## Exercise brief
Copy out the data line by line exactly, from its start to the line bearing "To resolve all this I did following", inclusive.

## Data excerpts
PR #905, opened 2024-11-04
Fix Node.js CI workflow

### LINKED ISSUE #904: Node.js CI workflow is broken
It seems like bumping `tap` to `tap@^21.0.1` has broken CI workflow:
- it requires Node >=20
- it no longer support `spec` reporter
- it returns exit code 1 if coverage is not 100%

#### Environment Versions

1. Any OS
1. All available Node versions
1. http-server version: latest

#### Steps to reproduce

1. Make a PR and see Node.js CI workflow in `Actions` tab

#### Expected result

1. Green jobs
2. Green build badge

#### Actual result

Here's workflow ran against current master branch:
workflow ran against current master branch

ixth:
It seems like upgrading `tap` to `21.x.x` has caused tests to fail on most Node versions in the CI. `tap 21` only supports `node>=20`, so tests fail when run on older versions, also test coverage and reporter settings hanged, so `tap` always returns exit code `1`.

Sorting out all this, I also ran into several other issues:

- Node versions 12 and 14, which are used in tests, are significantly outdated, causing `setup-node` to struggle with locating compatible images. At least, now it shows following error: `Unable to find Node version '12.x' for platform darwin and architecture arm64.`
- `checkout@v2` and `setup-node@v2` are outdated and still rely on Node 12.

To resolve all this I did following
- Downgraded to `tap@20`, which still supports Node 18
- It seems like `spec` reporter is not available anymore, so I changed it for `terse`
- Added `--allow-incomplete-coverage` for `tap` not to return exit code 1
- Dropped `12.x` and `14.x` node versions from  tests job matrix and added `20.x`, `21.x`, and `22.x` to it
- Bumped `engines.node` in package.json to the version CI tests agains in `16.x` scenario

##### Relevant issues

Fixes #904 

##### Contributor checklist

##### Maintainer checklist

### DIFF
--- a/.github/workflows/node.js.yml
+++ b/.github/workflows/node.js.yml
@@ -21,9 +21,9 @@ jobs:
         os: [ubuntu-latest, macOS-latest, windows-latest]
 
     steps:
-    - uses: actions/checkout@v2
+    - uses: actions/checkout@v4.2.2
     - name: Use Node.js ${{ matrix.node-version }} on ${{ matrix.os }}
-      uses: actions/setup-node@v2
+      uses: actions/setup-node@v4.1.0
       with:
         node-version: ${{ matrix.node-version }}
         cache: 'npm'
--- a/.github/workflows/node.js.yml
+++ b/.github/workflows/node.js.yml
@@ -17,7 +17,7 @@ jobs:
     strategy:
       fail-fast: false
       matrix:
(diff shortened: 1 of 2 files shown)


KernelDeimos:
Fantastic, thanks! You got all the nuances to fix this perfectly.

Issue #906, opened 2024-11-08
http-server can be configured with more flexible settings, especially regarding proxy functionality


JiayangShen:
#### What's the problem this feature will solve?
http-server now has the capability to configure proxy functions; however, this feature is quite basic and can only forward all unhandled HTTP requests to a single address. Often, we want to be able to configure multiple proxies or have more flexible and complex proxy settings. For example, requests to /api/xxx should be proxied to http://192.168.6.8:8080, and requests to /api2/xxx should be proxied to http://192.168.6.8:8082.
#### Describe the solution you'd like
Configuring multiple and complex proxies with http-server using command-line options can be challenging. We can conveniently achieve this functionality by using a configuration file (such as http-server.json or http-server.config.js).

For example, an http-server.json configuration file might look like this:
```json
{
    "port": 8092,
    "proxy": {
        "/api/": {
            "target": "http://192.168.6.8:8080",
            "changeOrigin": true
        },
        "/api2/": {
            "target": "http://192.168.6.8:8082",
            "changeOrigin": false
        }
    }
}
```
When http-server runs, it checks for the presence of this default-named configuration file in the current directory. If it exists, http-server reads the configuration and performs the corresponding functions based on the settings.

i3ene:
It would be nice if the configuration could be specified with `--proxy-config <path/to/my-http-config>.json`.

PR #907, opened 2024-11-14
added proxy config for complex proxy rules

i3ene:
### Description
Added an additional `--proxy-config` parameter that takes in a `.json` file (with path).
The use of it overrides any other proxy configuration! (Well, it actually disables the other options, not overrides it, but this could also be implemented.)
This allows to write individual rules like:
```json
{
  "/api/*": {
    "target": "localhost:8090",
    "changeOrigin": true,
    "secure": false,
    "ws": false,
    "pathRewrite": {
      "^/api": ""
    }
  },
  "*": {
    "target": "localhost:8070",
    "changeOrigin": false
  }
}
```

### Relevant Issues
This addresses #439, #901 and #906.
I wanted to make a first approach with this to maybe incorporate more functionality different people need. It does rely on a file and therefor isn't CLI only configurable, but with the complexity some rules can have, I think it is not feasible.

### Tasks
There are still a few things to do:
 - [ ] Write tests
 - [ ] Create documentation
 - [ ] Default proxy (use default target and port) behavior if not rule matches

### DIFF
--- a/bin/http-server
+++ b/bin/http-server
@@ -51,6 +51,7 @@ if (argv.h || argv.help) {
     '',
     '  -P --proxy       Fallback proxy if the request cannot be resolved. e.g.: http://someurl.com',
     '  --proxy-options  Pass options to proxy using nested dotted objects. e.g.: --proxy-options.secure false',
+    '  --proxy-config   Pass in .json configuration file. e.g.: ./path/to/config.json',
     '',
     '  --username   Username for basic authentication [none]',
     '               Can also be specified with the env variable NODE_HTTP_SERVER_USERNAME',
@@ -76,6 +77,7 @@ var port = argv.p || argv.port || parseInt(process.env.PORT, 10),
     sslPassphrase = process.env.NODE_HTTP_SERVER_SSL_PASSPHRASE,
     proxy = argv.P || argv.proxy,
     proxyOptions = argv['proxy-options'],
+    proxyConfig = argv['proxy-config'],
     utc = argv.U || argv.utc,
     version = argv.v || argv.version,
     baseDir = argv['base-dir'],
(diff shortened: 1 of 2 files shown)


KernelDeimos:
Hi, this has been active for a bit but it needs tests. If you're still interested in having this merged that would be a great help. In either case I'll try to come back to this in a few days and give it a proper review, maybe I'll add the test myself.

i3ene:
Sorry for not responding so long, I'll try to incorporate some tests in the next few days! I'm still behind this functionality and think it would help a lot of others.

i3ene:
__Some discussion:__
Should the rules be written as real Regex, or should we use simplified patterns?
At the moment I try to simplify it as to make it more usable. For example:
| Simplified | Actual Regex | |
| --- | --- | --- |
| `/some/path/*` | `/some/path/.*` | |
| `/some/$/path` | `/some/[^/]*/path` | (not implemented yet) |

KernelDeimos:
I see the problem you're solving there. I think it should be either just regex or a convention that's common for paths in a well-known platform or framework. Maybe glob syntax?

KernelDeimos:
This will probably be merged after #933

KernelDeimos:
Conflicts need to be fixed. Also it looks like some thought was given [in another thread](https://github.com/http-party/http-server/pull/365#issuecomment-307281707) to the syntax for rules like the ones you brought up, just for URL rewrites instead of proxying. Firebase config was mentioned, and it looks like it uses the simplified/glob syntax.

bin/http-server
```diff
@@ -254,6 +258,12 @@ function listen(port) {
     proxyOptions = undefined;
   }
 
+  // TODO: handle this in respect of proxyConfig
```
i3ene: I am not sure how to handle this. Any idea? I think it would not be possible to have `proxyAll` and `proxyConfig` work at the same time as they solve different problems.

KernelDeimos: I agree, I think the best solution is have `--proxy-all` throw an error when using a config, since the config is already route-based.

Alternatively, a useful behavior for this could be as a check that there's a route for `"*"` and an error if there isn't.

KernelDeimos:
Nice, `minimatch` looks like a good choice! Merging now (actually waiting for CI tests, for some reason they didn't run yet)

i3ene:
I didn't have much time recently, but will look into this tomorrow.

## Task solution
PR #905, opened 2024-11-04
Fix Node.js CI workflow

### LINKED ISSUE #904: Node.js CI workflow is broken
It seems like bumping `tap` to `tap@^21.0.1` has broken CI workflow:
- it requires Node >=20
- it no longer support `spec` reporter
- it returns exit code 1 if coverage is not 100%

#### Environment Versions

1. Any OS
1. All available Node versions
1. http-server version: latest

#### Steps to reproduce

1. Make a PR and see Node.js CI workflow in `Actions` tab

#### Expected result

1. Green jobs
2. Green build badge

#### Actual result

Here's workflow ran against current master branch:
workflow ran against current master branch

ixth:
It seems like upgrading `tap` to `21.x.x` has caused tests to fail on most Node versions in the CI. `tap 21` only supports `node>=20`, so tests fail when run on older versions, also test coverage and reporter settings hanged, so `tap` always returns exit code `1`.

Sorting out all this, I also ran into several other issues:

- Node versions 12 and 14, which are used in tests, are significantly outdated, causing `setup-node` to struggle with locating compatible images. At least, now it shows following error: `Unable to find Node version '12.x' for platform darwin and architecture arm64.`
- `checkout@v2` and `setup-node@v2` are outdated and still rely on Node 12.

To resolve all this I did following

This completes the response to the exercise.